## YOUR ASSIGNMENT
Output, exactly as written, the lines of the data below from the one containing "kernel: svc: Implement" to the end.

Start of DATASET

PR #7829, opened 2022-02-01
common/param_package: Allow heterogenous key lookup 

lioncash:
Allows the functions that only query or retrieve from the underlying map to be able to handle keys in various string formats.

This means we can make these bits of the API non-allocating by default.


lioncash:
Unfortunate, looks like our builders don't use more recent compilers

PR #7832, opened 2022-02-01
input_common: Use recursive mutex

german77:
Fixes some crashes due calling the mutex twice while using hotkeys. 

Issue:
You press the button -> set the mutex ->triggers hotkey->hotkey opens another other window-> on out of focus releases all keys -> calls the mutex again

### DIFF
--- a/src/input_common/input_engine.h
+++ b/src/input_common/input_engine.h
@@ -217,7 +217,7 @@ private:
                                 int index) const;
 
     mutable std::mutex mutex;
-    mutable std::mutex mutex_callback;
+    mutable std::recursive_mutex mutex_callback;
     bool configuring{false};
     const std::string input_engine;
     int last_callback_key = 0;


src/input_common/input_engine.h
```diff
@@ -216,8 +216,8 @@ class InputEngine {
                                 const PadIdentifier& identifier, EngineInputType type,
                                 int index) const;
 
-    mutable std::mutex mutex;
-    mutable std::mutex mutex_callback;
+    mutable std::recursive_mutex mutex;
```
lioncash, line 219: This seems like it's papering over a threading issue elsewhere in our codebase, based off a cursory glance of how the InputEngine class operates

german77: I do agree that this isn't the nicest of the solutions. But I don't like more to have a know crash method. I'm still looking into a better solution to avoid having a recursive_mutex to begin with

Morph1984:
Superseded by #8249

PR #7852, opened 2022-02-05
common: Revise and fix the UUID implementation

Morph1984:
This is a fixed and revised implementation of UUID that uses an array of bytes as its internal representation of a UUID instead of a u128 (which was an array of 2 u64s).
In addition to this, the generation of RFC 4122 Version 4 compliant UUIDs is also implemented.


src/common/uuid.h
```diff
@@ -1,79 +1,122 @@
...
+
+    constexpr UUID& operator=(const UUID&) noexcept = default;
+    constexpr UUID& operator=(UUID&&) noexcept = default;
+
+    /**
+     * Returns whether the stored UUID is valid or not.
+     *
+     * @returns True if the stored UUID is valid, false otherwise.
+     */
+    constexpr bool IsValid() const {
```
lioncash, line 52: I'd preserve the `IsInvalid()` function with the new interface.

``if (IsInvalid())` is harder to misread compared to `if (!IsValid())`

src/common/uuid.cpp
```diff
@@ -1,23 +1,27 @@
...
 namespace {
 
-bool IsHexDigit(char c) {
-    return (c >= '0' && c <= '9') || (c >= 'a' && c <= 'f') || (c >= 'A' && c <= 'F');
-}
+constexpr size_t RawStringSize = sizeof(UUID) * 2;
+constexpr size_t FormattedStringSize = RawStringSize + 4;
 
-u8 HexCharToByte(char c) {
+u8 HexCharToByte(char c, bool& is_invalid) {
```
lioncash, line 21: wouldn't it make sense to just return an optional here instead of using an out parameter? This is putting stateful behavior into the function that it shouldn't even be caring about.

src/common/uuid.cpp
```diff
@@ -28,60 +32,172 @@ u8 HexCharToByte(char c) {
...
 }
 
-} // Anonymous namespace
+std::array<u8, 0x10> ConstructFromRawString(std::string_view raw_string) {
+    std::array<u8, 0x10> uuid;
+
+    bool is_invalid = false;
+
+    for (size_t i = 0; i < RawStringSize; i += 2) {
+        uuid[i / 2] = static_cast<u8>((HexCharToByte(raw_string[i], is_invalid) << 4) |
```
lioncash, line 45: Seems weird to keep continuing the loop even in the event something is invalid instead of early exiting.

bunnei (approved):

PR #7519, opened 2021-12-05
kernel: svc: Implement ProcessMemory and CodeMemory SVCs

itsmeft24:
Used by Skyline modding framework, see #7392 for tracking issue on skyline support.

PR #7870, opened 2022-02-09
hle: kernel: KCodeMemory: Correct m_page_group number of pages.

End of DATASET

## TASK RESULT
kernel: svc: Implement ProcessMemory and CodeMemory SVCs

itsmeft24:
Used by Skyline modding framework, see #7392 for tracking issue on skyline support.

PR #7870, opened 2022-02-09
hle: kernel: KCodeMemory: Correct m_page_group number of pages.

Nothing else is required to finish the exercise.